--- Supplied records Enclosed Below ---

PR #838, opened 2024-02-07
task solution mark.1

andriimikhaylovskiy:


src/main/java/mate/academy/hibernate/relations/service/impl/ActorServiceImpl.java
```diff
@@ -1,16 +1,29 @@
...
     @Override
     public Actor get(Long id) {
-        return null;
+        Optional<Actor> actor = dao.get(id);
+        if (actor.isPresent()) {
+            return actor.get();
+        } else {
+            throw new RuntimeException("No actor with id=" + id + "is found.");
+        }
     }
```
okuzan, line 28: instead of all of this just call orElseThrow + enitytnotfound +message + id

src/main/resources/hibernate.cfg.xml
```diff
@@ -0,0 +1,15 @@
...
+        <property name="connection.username">root</property>
+        <property name="connection.password">1234</property>
+        <property name="show_sql">true</property>
+        <property name="hbm2ddl.auto">create-drop</property>
+
+        <mapping class="mate.academy.hibernate.relations.model.Movie"/>
+        <mapping class="mate.academy.hibernate.relations.model.Actor"/>
+        <mapping class="mate.academy.hibernate.relations.model.Country"/>
+    </session-factory>
+</hibernate-configuration>
```
okuzan, line 15: if you don't end ur files with 1 empty line, u will see this symbol
image

okuzan (changes requested):
fix get method in each service

olekskov (approved):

--- End of Enclosed Supplied records ---

> _Task description_
What is the number of lines in the data that include the word "class"? State only that number.

> _Solution to the exercise_
3